O ex-prefeito é acusado de desviar dinheiro público para sua conta particular, de pessoas próximas a ele e outras empresas, no seu último ano de mandato, 1992. A denúncia foi feita pelos vereadores da oposição da época e a Justiça apurou que 18 cheques da prefeitura emitidos para pagamento de fretamento de ônibus e peruas, da empresa Auto Ônibus Silva Ltda, foram desviados.
O promotor Luciano Gomes de Queiroz Coutinho, autor da denúncia, explicou que ficou provado que os cheques que saiam da prefeitura para pagamento de falsos serviços de transportes eram depositados na conta particular do acusado.

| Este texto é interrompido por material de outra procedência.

PR #957, opened 2020-09-02
Removing team functionality

ekingery:
Resolves #956

PR #1013, opened 2021-10-29
Bump the printed version of Exercism to v3

siebenschlaefer:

Coutinho frisa que os serviços não eram prestados. “Não tem nota fiscal, empenho ou qualquer documento que comprove a efetiva prestação de serviços.”
A quantia desviada só será calculada após o processo transitar em julgado. “Na época a moeda era outra e somente após transitar em julgado é que o perito fará os cálculos”, explicou.
Para o promotor, a sentença não foi satisfatória, assim como para o acusado. “Eu já recorri pedindo que a pena seja aumentada. Ele foi condenado por 18 crimes individuais porque foram 18 pagamentos. Para cada um deles a condenação foi de dois anos e quatro meses, num total de 42 anos.”
Coutinho pretende aumentar a pena de cada crime para sete anos. “Os crimes são graves porque envolvem dinheiro público. Por isso, quero que a pena seja de sete anos para cada um dos crimes, que vão totalizar 126 anos. Para o ex-diretor, a sugestão é de 21 anos.”
Nunca mais foi eleito
O ex-prefeito Domingos Antonio Fortunato Neto, após a denúncia em 92, já tentou ser reeleito, mas apesar da disputa nunca mais conseguiu.
O advogado dele, Evandro Demétrio, disse ontem que vai recorrer da sentença, mas que não pretende revelar as alegações que fará no recurso. Fortunato não foi encontrado para falar sobre o assunto.